As my skin lapped up the Middle East sunshine, I flatter myself in thinking that I began to blend in. I was once nudged at a pedestrian crossing by a girl in her twenties who informed me, first in Hebrew and then in English, that my mouth was hanging open. It opened further on digesting what she had said, only then to broaden into a smile.
There is also a sense of solidarity within the family unit. On Yom Hazikaron, the day of memorial for fallen Israeli soldiers, a siren went throughout the country at 11 o’clock. The wail reached me as I was typing in my fourth-floor flat in South Tel-Aviv, and I stopped to look out of the window. The junction below, usually heaving and hooting all day and night long, had come to a complete standstill. Drivers stood by their open doors, heads bowed. Up the road away from the City were scattered vehicles with their owners standing next to them. After two minutes, the wail came to an end, and normal business resumed.
It did not take a great deal of effort on my part to be taken into the family. I was given access to relevant spokesmen when I was writing a piece based on my perception of Middle East reporting by British correspondents. I sat across a desk from, and interviewed the Israel Defense Force’s chief foreign spokesman, and held a 45 minute-long telephone conversation with the head of the government press office, because their respective staff had deemed it worthwhile based on the questions I had asked them on calling the offices in Jerusalem and Tel Aviv.
I spent my penultimate day in the country touring its capital city and political, social, cultural and religious melting pot. It began with breakfast at the religious seminary (orthodox) at which two of my school friends had been studying intensely for the year. Some of its older, post-university residents were keen to find out my background during the meal. One who had been sitting behind listening to the conversation, introduced himself afterwards and asked what I would be doing on my return to Israel. ‘Will you return [to the UK] and be an advocate for Israel?’

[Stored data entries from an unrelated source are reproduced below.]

PR #1496, opened 2022-12-29
Ignore "errors" folder in unused views rule

rcerljenko:
This is an update to my previous [PR](https://github.com/nunomaduro/larastan/pull/1488) which resolved a windows-style directory separator.

Now the situration is where you have a custom HTTP error views just like in the [laravel documentation](https://laravel.com/docs/9.x/errors#custom-http-error-pages). You don't have a reference to these views in the code (controllers etc.) but you still need them and laravel uses them for the exception rendering.

So the easiest approach is to just ignore `errors` folder just like we ignore the `vendor` one.

### DIFF
--- a/src/ReturnTypes/BuilderModelFindExtension.php
+++ b/src/ReturnTypes/BuilderModelFindExtension.php
@@ -81,7 +81,11 @@ final class BuilderModelFindExtension implements DynamicMethodReturnTypeExtensio
         MethodReflection $methodReflection,
         MethodCall $methodCall,
         Scope $scope
-    ): Type {
+    ): ?Type {
+        if (count($methodCall->getArgs()) < 1) {
+            return null;
+        }
+
         /** @var ObjectType $model */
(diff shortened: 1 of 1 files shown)


szepeviktor:
Thank you Ricardo!

Could you rearrange your commit to avoid merge commits?

rcerljenko:
@szepeviktor how can i do that exactly? (never done this before...)

szepeviktor:
Something like `git reset HEAD~5` and `git commit -a`

But do not listen to me! https://git-scm.com/book/en/v2/Git-Tools-Rewriting-History

rcerljenko:
thanks i just tried it but it's giving me a headache...  :/

szepeviktor:
Thank you for trying.

rcerljenko:
Feel free to adjust it if you can... i'm kinda stuck here

szepeviktor:
Yes, it is really-really hard.

kép

commits from master were brought in by merge.

Fixing now ... 🏃🏻

rcerljenko:
Thanks man!

PR #1512, opened 2023-01-09
feat(refactor): remove Mockery dependency

canvural:
This PR removes Mockery dependency

### DIFF
--- a/src/Methods/Passable.php
+++ b/src/Methods/Passable.php
@@ -6,12 +6,11 @@ namespace NunoMaduro\Larastan\Methods;
 
 use Illuminate\Contracts\Pipeline\Pipeline;
 use LogicException;
-use Mockery;
 use NunoMaduro\Larastan\Concerns;
 use NunoMaduro\Larastan\Contracts\Methods\PassableContract;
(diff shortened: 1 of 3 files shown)


src/Methods/Passable.php
```diff
@@ -189,14 +187,7 @@ function (PassableContract $passable) use ($originalClassReflection) {
...
         if ($result = $this->hasFound()) {
-            $methodReflection = $this->getMethodReflection();
-            if (get_class($methodReflection) === PhpMethodReflection::class) {
-                $methodReflection = Mockery::mock($methodReflection);
-                $methodReflection->shouldReceive('isStatic')
-                    ->andReturn($this->isStaticAllowed());
-            }
-
-            $this->setMethodReflection($methodReflection);
+            $this->setMethodReflection($this->getMethodReflection());
```
nunomaduro, line 190: And tests are passing? If yes, why I was using it in the first place? 🧐

canvural: Yeah I just wanted to see what is failing. Then I'll try to find a way to fix it.

PR #1522, opened 2023-01-17
make nightly CI workflow Laravel 10 compatible

szepeviktor:
@canvural After the release of Laravel 10 we will revert this.


szepeviktor:
Current nightly problems: https://github.com/nunomaduro/larastan/actions/runs/4001564048/jobs/6867919998

canvural:
I don't think we need to run this job with Laravel 10 also. Point of the job is to see if the next version of PHPStan gonna break Larastan or not.

szepeviktor:
I see.
Removing L10 from this workflow....

PR #1526, opened 2023-01-22
Removed forced type from callIsQuery

szepeviktor:
from nightly dev workflow


szepeviktor:
3 failed test with stable PHPStan

PR #1527, opened 2023-01-23
feat: add `Builder::chunk` method stub and test

amooij:
- [x] Added or updated tests

Adds type hints for the chunk method on the Eloquent Builder.

More code checked

### DIFF
--- a/stubs/EloquentBuilder.stub
+++ b/stubs/EloquentBuilder.stub
@@ -513,6 +513,15 @@ class Builder
      * @return static
      */
     public function whereRelation($relation, $column, $operator = null, $value = null);
+
+    /**
+     * Gets the result of a query in chunks.
+     *
+     * @param  int  $count
+     * @param  callable(\Illuminate\Database\Eloquent\Collection<int, TModelClass>, int): bool $callback
+     * @return bool
+     */
+    public function chunk($count, $callback);
 }
 
 class Scope {}
--- a/stubs/EloquentBuilder.stub
+++ b/stubs/EloquentBuilder.stub
@@ -518,7 +518,7 @@ class Builder
      * Gets the result of a query in chunks.
      *
      * @param  int  $count
-     * @param  callable(\Illuminate\Database\Eloquent\Collection<int, TModelClass>, int): bool $callback
+     * @param  callable(\Illuminate\Database\Eloquent\Collection<int, TModelClass>, int): mixed $callback
      * @return bool
      */
     public function chunk($count, $callback);
--- a/tests/Type/data/eloquent-builder.php
+++ b/tests/Type/data/eloquent-builder.php
@@ -432,6 +432,11 @@ function testPaginateItems()
     assertType('array<App\User>', User::query()->paginate()->items());
 }
 
+function testChunkOnEloquentBuilder()
+{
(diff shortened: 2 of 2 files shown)


szepeviktor:
Thank you @amooij !!

stubs/EloquentBuilder.stub
```diff
@@ -513,6 +513,15 @@ class Builder
      * @return static
      */
     public function whereRelation($relation, $column, $operator = null, $value = null);
+
+    /**
+     * Gets the result of a query in chunks.
+     *
+     * @param  int  $count
+     * @param  callable(\Illuminate\Database\Eloquent\Collection<TModelClass>, int): bool $callback
```
canvural, line 521: `\Illuminate\Database\Eloquent\Collection` needs 2 generic types. I think the key here can be `array-key`

tests/Type/data/eloquent-builder.php
```diff
@@ -432,6 +432,11 @@ function testPaginateItems()
     assertType('array<App\User>', User::query()->paginate()->items());
 }
 
+function testChunkOnEloquentBuilder()
+{
+    User::chunk(1000, fn ($collection) => assertType('Illuminate\Database\Eloquent\Collection<App\User>'));
```
canvural, line 437: After the above change, this needs to be updated also for the 2 generic types.

canvural (changes requested):

stubs/EloquentBuilder.stub
amooij: Done!

tests/Type/data/eloquent-builder.php
amooij: And done!

tests/Type/data/eloquent-builder.php
```diff
@@ -432,6 +432,11 @@ function testPaginateItems()
     assertType('array<App\User>', User::query()->paginate()->items());
 }
 
+function testChunkOnEloquentBuilder()
+{
+    User::chunk(1000, fn ($collection) => assertType('Illuminate\Database\Eloquent\Collection<int, App\User>'));
```
szepeviktor, line 437: I'm not a developer but after reading the docblock
```suggestion
    assertType('Illuminate\Database\Eloquent\Collection<int, App\User>', User::chunk(1000, fn ($collection, $someInteger) => $someBoolean));
```

szepeviktor, line 437: Is this the problem?
```suggestion
    User::chunk(1000, fn ($collection) => assertType('Illuminate\Database\Eloquent\Collection<int, App\User>', $collection));
```

szepeviktor:
Thank you.
Now it is okay.
Do not care about that merge commit and e2e tests.

szepeviktor (approved):

canvural:
I changed the return type of the callback to `mixed` Callback doesn't need to return anything, it's just if it returns false, the internal loop will stop. So `mixed` makes more sense.

Otherwise, it's good. Thank you!

amooij:
Thanks, can you explain something to me? All the unit tests fail on my machine on master. Is this a temporary issue or something in my setup? I'm running php 8.1 on MacOS with a regular composer.

canvural:
Can you show the errors?

PR #1530, opened 2023-01-24
Fake PR to test CI ✔

szepeviktor:
@canvural Some of our dependencies got _too updated_.


canvural:
I fixed the issue. But now there is something new: https://github.com/nunomaduro/larastan/actions/runs/3998803969/jobs/6861905800

@szepeviktor Can you take a look at that? I didn't understand the issue.

PR #1532, opened 2023-01-24
fix: installation in laravel

szepeviktor:
From https://github.com/nunomaduro/larastan/pull/1530#issuecomment-1402325374


szepeviktor:
@canvural After Laravel 10 release we will remove that `if`.

canvural:
Sounds good :+1

Thank you!

PR #2428, opened 2026-01-09
feat: add ResponseInterface mixin to Response stub

### LINKED ISSUE #2419: Forgot the \Psr\Http\Message\ResponseInterface mixin in PendingRequest stub
- Larastan Version: 3.8.1
- Laravel Version: 12.43.1

### Description

With the new PendingRequest stub, the `\Psr\Http\Message\ResponseInterface` mixin defined in the phpdoc of the `Illuminate\Http\Client\Response` source code is no longer included. This is because the PendingRequest stub redefines the Response class as follows:

```php
/**
 * @implements \ArrayAccess<array-key, mixed>
 */
class Response implements \ArrayAccess, \Stringable {}
```

And in laravel source code : 
```php
/**
 * @mixin \Psr\Http\Message\ResponseInterface
 */
class Response implements ArrayAccess, Stringable
{
    ...
}
```

```php
$response = Http::post('https://api.example.com/data', ['key' => 'value']);

if ($response->getStatusCode() != 200) {
    Log::error("Log example: {$response->getBody()}");
}
```

phpstan errors : `Call to an undefined method Illuminate\Http\Client\Response::getStatusCode()` and `Call to an undefined method Illuminate\Http\Client\Response::getBody()`

### Expected behavior

No errors because original source code have a mixin and contains this code :

```php
/**
 * Dynamically proxy other methods to the underlying response.
 *
 * @param  string  $method
 * @param  array  $parameters
 * @return mixed
 */
public function __call($method, $parameters)
{
    return static::hasMacro($method)
        ? $this->macroCall($method, $parameters)
        : $this->response->{$method}(...$parameters);
}
```

Thank you for your work!

ramonrietdijk:
- [x] Added or updated tests

Resolves #2419

**Changes**

I've added the `ResponseInterface` as a mixin for the `Response` class just like [Laravel](https://github.com/laravel/framework/blob/12.x/src/Illuminate/Http/Client/Response.php#L15) has.

**Breaking changes**

### DIFF
--- a/stubs/12.41.0/Http/PendingRequest.stub
+++ b/stubs/12.41.0/Http/PendingRequest.stub
@@ -91,6 +91,7 @@ namespace Illuminate\Http\Client
 
     /**
      * @implements \ArrayAccess<array-key, mixed>
+     * @mixin \Psr\Http\Message\ResponseInterface
      */
     class Response implements \ArrayAccess, \Stringable {}
 
--- a/stubs/common/Http/PendingRequest.stub
+++ b/stubs/common/Http/PendingRequest.stub
@@ -91,6 +91,7 @@ namespace Illuminate\Http\Client
 
     /**
      * @implements \ArrayAccess<array-key, mixed>
+     * @mixin \Psr\Http\Message\ResponseInterface
      */
     class Response implements \ArrayAccess, \Stringable {}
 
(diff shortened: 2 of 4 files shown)


canvural:
Thank you!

Later that day I dozed off on a bench in the rose garden in front of the Israeli Parliament, the Knesset. I was awoken with a jump by a bird who decided to aim at me from a branch above. Although I shall continue to be fascinated by the region, I think I shall leave the advocacy to the experts. I don’t wish to sound like I had a bad experience and hold a grudge. I suppose it was just an argument with the folks. I shall get over it.